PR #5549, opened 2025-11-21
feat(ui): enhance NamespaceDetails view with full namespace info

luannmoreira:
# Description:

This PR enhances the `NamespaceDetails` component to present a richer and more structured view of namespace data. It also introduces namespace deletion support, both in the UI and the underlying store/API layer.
================
* _TO DO_
Please extract exactly, and only, the lines from the line containing "feat(ui): enhance NamespaceDetails" through the last line of the records.

* _SOLUTION FOR THIS PROBLEM_
feat(ui): enhance NamespaceDetails view with full namespace info

luannmoreira:
# Description:

This PR enhances the `NamespaceDetails` component to present a richer and more structured view of namespace data. It also introduces namespace deletion support, both in the UI and the underlying store/API layer.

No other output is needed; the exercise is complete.